The 17-year-old has given away more than 11,000 books since she began Hope Books in March 2015 to get books to children who might not have access to them at home. Her efforts have expanded to include such organizations as the Early Childhood Alliance and the Urban League of Fort Wayne.

“It wasn’t really me that was doing it,” the Carroll High School senior said. “God showed up in so many ways to provide what I needed for that time.”

The organization’s namesake is Jeremiah 29:11, a Bible verse about giving people hope and a future, Dorsey said. She noted the verse is on cards she distributes when seeking donations.

Her inspiration to begin such a project stemmed from seeing children with their parents at Community Harvest, a place she and her mother regularly visit because they deliver groceries to homebound seniors, Dorsey said.

No activities were available for the children, who would look bored, Dorsey said, so she decided to fill that void.

The idea to start a bookshelf came from www.DoSomething.org and appealed to Dorsey because books have always been part of her home life, she said, noting her mother was a teacher.
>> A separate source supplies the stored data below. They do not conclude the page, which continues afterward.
PR #5594, opened 2023-04-13
feat(widgets): introduce parentIndexId

Haroenv:
**Summary**

This allows you to pop out of the index hierarchy, to create more advanced nesting, for example for "no results" pages which query again, or for query suggestions.

This is not needed for vanilla InstantSearch, as the widget isn't in charge of being added, addWidgets is called by the user.

Now the parentIndexId logic is added to useWidget/widgetMixin, meaning it's valid for all widgets.

DynamicWidgets needs to expose index context/provider again to pretend to the child widgets they are part of the parentIndex as requested.

**Result**

parentIndexId as a prop to the React InstantSearch Hooks Index widget.

This enables the following UI/index combination

```jsx
const App = () => (
  <InstantSearch>
    <Index indexName="index1">
      <Index indexName="index2" parentIndexId={null}>
        <Index indexName="index3" />
      </Index>
      <Index indexName="index4" />
    </Index>
  </InstantSearch>
);

// output:
const mainIndex = {
  id: '',
  widgets: [
    {
      id: 'index1',
      widgets: [{ id: 'index4' }],
    },
    {
      id: 'index2',
      widgets: [{ id: 'index3' }],
    },
  ],
};
```

### DIFF
--- a/packages/react-instantsearch-hooks/src/hooks/__tests__/useConnector.test.tsx
+++ b/packages/react-instantsearch-hooks/src/hooks/__tests__/useConnector.test.tsx
@@ -9,6 +9,8 @@ import {
 import {
   createInstantSearchTestWrapper,
   createInstantSearchSpy,
+  castToJestMock,
+  widgetSnapshotSerializer,
 } from '@instantsearch/testutils';
 import { render, waitFor } from '@testing-library/react';
 import { renderHook } from '@testing-library/react-hooks';
@@ -29,6 +31,8 @@ import type {
   HitsConnectorParams,
   HitsWidgetDescription,
 } from 'instantsearch.js/es/connectors/hits/connectHits';
+
+expect.addSnapshotSerializer(widgetSnapshotSerializer);
 
 type CustomSearchBoxWidgetDescription = {
   $$type: 'test.searchBox';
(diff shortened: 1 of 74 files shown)


packages/vue-instantsearch/src/components/DynamicWidgets.js
```diff
@@ -65,6 +65,13 @@ export default {
       type: Number,
       default: undefined,
     },
+    // TODO: this only adds the dynamic widgets to the parent index, not the
+    // widgets that it renders. The parentIndexId should be forwarded.
+    parentIndexId: {
+      type: String,
+      required: false,
+      default: undefined,
+    },
```
Haroenv, line 74: this should be figured out if we want to have parentIndexId on every widget

packages/vue-instantsearch/src/mixins/widget.js
```diff
@@ -65,23 +63,50 @@ Read more on using connectors: https://alg.li/vue-custom`
...
-        this.getParentIndex().addWidgets([this.widget]);
+        this.parentIndex.addWidgets([this.widget]);
       },
       deep: true,
     },
   },
+  computed: {
+    parentIndex() {
+      const mainIndex = this.instantSearchInstance.mainIndex;
+      const parentIndexId = this.parentIndexId;
```
Haroenv, line 86: to debate whether the prop is called parentIndexId or parentIndex?

packages/vue-instantsearch/src/components/DynamicWidgets.js
Haroenv: maybe we could write to the vnode before rendering so it has the extra parentIndexId prop, but that seems weird.

packages/vue-instantsearch/src/components/DynamicWidgets.js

When she approached Community Harvest about the idea, she learned somebody had donated a bookshelf, but nobody was available to maintain it, she said.

To stock the shelf, Dorsey weeded through her mother’s collection of children’s books and conducted book drives at Carroll as well as her church, Pathway Community Church. Half Price Books has contributed to the cause, as has the Garrett Public Library, which gave her about six boxes after its renovation, she said. She has sought donations at garage sales as well.

Within Hope Books’ first year, Dorsey applied for and won a $500 Disney Summer of Creativity grant, which she used to buy books, she said.

“I’ve had to pay for very, very few of them,” Dorsey said of the items Hope Books has given away.

Dorsey, who plans to attend Huntington University after high school, aimed to distribute 10,000 books by the end of 2016 - a goal she exceeded. Long term, she said, she hopes to expand the program beyond Fort Wayne.